EXERCISE: Where a line holds the word "back", copy it from the records.

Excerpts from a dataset
☆ ☆ ☆ ☆ ☆

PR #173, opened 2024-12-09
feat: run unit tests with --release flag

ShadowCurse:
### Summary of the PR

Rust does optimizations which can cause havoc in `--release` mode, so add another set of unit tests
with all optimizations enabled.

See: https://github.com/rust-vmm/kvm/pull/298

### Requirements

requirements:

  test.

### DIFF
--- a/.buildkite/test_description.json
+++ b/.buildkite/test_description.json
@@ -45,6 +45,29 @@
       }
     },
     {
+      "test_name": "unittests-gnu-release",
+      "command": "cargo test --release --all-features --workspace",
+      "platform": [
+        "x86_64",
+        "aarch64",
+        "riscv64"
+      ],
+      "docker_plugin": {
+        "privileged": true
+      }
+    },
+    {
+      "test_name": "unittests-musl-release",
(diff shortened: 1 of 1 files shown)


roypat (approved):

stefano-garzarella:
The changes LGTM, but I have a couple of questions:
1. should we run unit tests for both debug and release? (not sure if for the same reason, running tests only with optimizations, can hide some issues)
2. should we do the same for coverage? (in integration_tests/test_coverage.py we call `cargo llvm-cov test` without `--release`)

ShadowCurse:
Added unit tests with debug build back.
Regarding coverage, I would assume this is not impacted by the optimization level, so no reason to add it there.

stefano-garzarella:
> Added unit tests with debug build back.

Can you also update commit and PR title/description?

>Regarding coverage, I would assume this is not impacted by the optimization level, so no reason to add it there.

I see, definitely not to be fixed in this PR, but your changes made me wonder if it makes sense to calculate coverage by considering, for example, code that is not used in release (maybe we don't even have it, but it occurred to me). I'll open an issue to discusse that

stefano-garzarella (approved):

☆ ☆ ☆ ☆ ☆

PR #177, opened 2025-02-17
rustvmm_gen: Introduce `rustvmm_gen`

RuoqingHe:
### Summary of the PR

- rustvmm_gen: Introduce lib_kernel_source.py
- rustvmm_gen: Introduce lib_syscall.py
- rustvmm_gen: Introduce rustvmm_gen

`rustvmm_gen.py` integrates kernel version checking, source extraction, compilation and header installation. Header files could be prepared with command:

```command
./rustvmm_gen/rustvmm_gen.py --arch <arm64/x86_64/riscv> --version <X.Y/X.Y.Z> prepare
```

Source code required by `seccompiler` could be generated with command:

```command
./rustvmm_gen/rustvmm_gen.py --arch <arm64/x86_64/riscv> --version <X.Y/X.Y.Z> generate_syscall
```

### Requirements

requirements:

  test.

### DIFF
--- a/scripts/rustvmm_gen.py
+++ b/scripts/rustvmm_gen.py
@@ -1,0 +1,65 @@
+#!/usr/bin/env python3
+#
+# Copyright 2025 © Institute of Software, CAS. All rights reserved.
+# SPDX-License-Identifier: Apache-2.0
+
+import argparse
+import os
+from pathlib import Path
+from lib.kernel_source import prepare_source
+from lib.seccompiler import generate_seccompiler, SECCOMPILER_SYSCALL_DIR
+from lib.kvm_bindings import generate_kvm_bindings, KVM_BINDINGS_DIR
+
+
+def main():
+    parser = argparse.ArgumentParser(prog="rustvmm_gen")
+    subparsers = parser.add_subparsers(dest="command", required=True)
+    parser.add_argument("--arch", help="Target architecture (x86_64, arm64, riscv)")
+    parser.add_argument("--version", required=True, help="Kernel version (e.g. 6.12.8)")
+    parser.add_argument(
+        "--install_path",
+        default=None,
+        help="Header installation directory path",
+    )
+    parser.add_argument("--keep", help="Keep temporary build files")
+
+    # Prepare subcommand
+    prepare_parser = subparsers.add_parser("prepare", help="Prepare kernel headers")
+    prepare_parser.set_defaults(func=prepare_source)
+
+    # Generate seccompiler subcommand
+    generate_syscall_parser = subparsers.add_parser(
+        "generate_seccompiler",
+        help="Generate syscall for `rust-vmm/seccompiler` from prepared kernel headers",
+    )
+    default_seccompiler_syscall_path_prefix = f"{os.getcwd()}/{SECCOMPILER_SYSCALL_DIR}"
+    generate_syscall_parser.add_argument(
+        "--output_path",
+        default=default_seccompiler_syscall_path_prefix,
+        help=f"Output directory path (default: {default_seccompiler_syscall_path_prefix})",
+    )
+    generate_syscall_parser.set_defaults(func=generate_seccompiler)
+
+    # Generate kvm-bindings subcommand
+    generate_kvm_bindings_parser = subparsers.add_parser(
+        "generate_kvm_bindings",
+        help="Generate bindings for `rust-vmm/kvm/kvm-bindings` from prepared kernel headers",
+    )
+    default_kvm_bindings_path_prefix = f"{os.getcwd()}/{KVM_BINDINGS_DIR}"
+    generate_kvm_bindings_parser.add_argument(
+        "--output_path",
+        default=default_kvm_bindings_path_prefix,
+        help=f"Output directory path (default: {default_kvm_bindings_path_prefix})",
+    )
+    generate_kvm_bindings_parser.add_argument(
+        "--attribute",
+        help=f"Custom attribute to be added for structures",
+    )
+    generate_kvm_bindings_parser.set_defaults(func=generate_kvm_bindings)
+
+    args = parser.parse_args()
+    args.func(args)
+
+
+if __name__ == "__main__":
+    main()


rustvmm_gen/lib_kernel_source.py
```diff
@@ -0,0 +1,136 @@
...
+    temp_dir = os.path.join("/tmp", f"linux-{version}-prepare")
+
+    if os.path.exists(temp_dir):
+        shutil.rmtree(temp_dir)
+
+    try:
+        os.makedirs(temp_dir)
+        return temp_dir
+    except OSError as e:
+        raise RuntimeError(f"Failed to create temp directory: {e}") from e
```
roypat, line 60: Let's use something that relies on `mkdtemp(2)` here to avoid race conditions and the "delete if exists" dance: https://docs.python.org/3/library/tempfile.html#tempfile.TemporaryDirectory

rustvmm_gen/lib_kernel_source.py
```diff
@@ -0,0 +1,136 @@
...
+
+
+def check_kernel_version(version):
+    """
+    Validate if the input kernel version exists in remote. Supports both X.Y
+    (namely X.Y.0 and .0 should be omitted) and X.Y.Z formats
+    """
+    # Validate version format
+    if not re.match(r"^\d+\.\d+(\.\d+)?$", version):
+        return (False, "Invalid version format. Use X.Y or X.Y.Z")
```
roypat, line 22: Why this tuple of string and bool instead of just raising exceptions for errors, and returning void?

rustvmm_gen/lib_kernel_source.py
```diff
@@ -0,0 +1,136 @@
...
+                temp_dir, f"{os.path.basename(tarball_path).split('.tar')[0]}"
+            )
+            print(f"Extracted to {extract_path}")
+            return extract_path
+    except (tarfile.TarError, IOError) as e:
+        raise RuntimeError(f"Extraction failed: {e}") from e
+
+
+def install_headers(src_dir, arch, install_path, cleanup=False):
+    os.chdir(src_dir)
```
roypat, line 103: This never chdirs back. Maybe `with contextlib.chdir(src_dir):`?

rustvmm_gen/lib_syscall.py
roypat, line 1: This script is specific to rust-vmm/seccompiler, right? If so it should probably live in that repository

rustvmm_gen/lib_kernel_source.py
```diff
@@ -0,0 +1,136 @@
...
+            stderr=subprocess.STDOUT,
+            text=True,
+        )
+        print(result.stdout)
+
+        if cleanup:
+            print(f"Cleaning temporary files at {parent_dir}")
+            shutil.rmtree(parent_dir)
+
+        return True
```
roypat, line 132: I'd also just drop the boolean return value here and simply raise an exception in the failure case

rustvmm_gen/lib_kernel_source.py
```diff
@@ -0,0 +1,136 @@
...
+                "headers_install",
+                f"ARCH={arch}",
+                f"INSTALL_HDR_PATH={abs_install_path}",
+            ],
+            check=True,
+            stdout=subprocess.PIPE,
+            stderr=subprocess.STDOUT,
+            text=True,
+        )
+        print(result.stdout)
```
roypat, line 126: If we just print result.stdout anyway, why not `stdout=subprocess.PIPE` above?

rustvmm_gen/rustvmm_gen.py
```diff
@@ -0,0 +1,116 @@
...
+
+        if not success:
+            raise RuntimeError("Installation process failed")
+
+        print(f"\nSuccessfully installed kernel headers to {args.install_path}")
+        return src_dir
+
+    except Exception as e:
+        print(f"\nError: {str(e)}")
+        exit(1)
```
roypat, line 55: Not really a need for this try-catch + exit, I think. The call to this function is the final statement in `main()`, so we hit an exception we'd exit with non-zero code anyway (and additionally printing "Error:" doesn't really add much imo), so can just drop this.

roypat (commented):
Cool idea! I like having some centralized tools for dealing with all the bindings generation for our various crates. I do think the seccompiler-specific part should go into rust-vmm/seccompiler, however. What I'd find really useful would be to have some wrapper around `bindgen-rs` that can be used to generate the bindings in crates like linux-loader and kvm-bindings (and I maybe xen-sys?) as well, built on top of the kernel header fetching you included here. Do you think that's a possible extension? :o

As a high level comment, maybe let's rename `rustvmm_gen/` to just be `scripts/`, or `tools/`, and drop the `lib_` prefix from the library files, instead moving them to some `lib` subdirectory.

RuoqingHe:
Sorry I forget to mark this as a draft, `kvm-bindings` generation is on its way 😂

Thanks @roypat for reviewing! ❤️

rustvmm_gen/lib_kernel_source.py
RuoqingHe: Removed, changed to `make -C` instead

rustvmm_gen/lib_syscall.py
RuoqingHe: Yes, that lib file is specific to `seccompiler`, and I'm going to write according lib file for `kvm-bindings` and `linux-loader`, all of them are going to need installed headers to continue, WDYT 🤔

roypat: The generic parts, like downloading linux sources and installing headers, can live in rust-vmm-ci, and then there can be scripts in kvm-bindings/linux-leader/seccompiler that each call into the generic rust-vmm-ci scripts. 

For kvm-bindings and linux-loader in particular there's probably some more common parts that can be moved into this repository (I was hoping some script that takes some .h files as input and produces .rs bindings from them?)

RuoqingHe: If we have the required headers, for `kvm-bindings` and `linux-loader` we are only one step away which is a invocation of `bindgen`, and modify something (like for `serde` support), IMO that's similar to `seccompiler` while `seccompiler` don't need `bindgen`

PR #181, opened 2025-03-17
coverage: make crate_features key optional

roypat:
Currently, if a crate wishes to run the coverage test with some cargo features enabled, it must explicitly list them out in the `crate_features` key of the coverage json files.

☆ ☆ ☆ ☆ ☆

RESPONSE AREA:
Added unit tests with debug build back.
> Added unit tests with debug build back.
roypat, line 103: This never chdirs back. Maybe `with contextlib.chdir(src_dir):`?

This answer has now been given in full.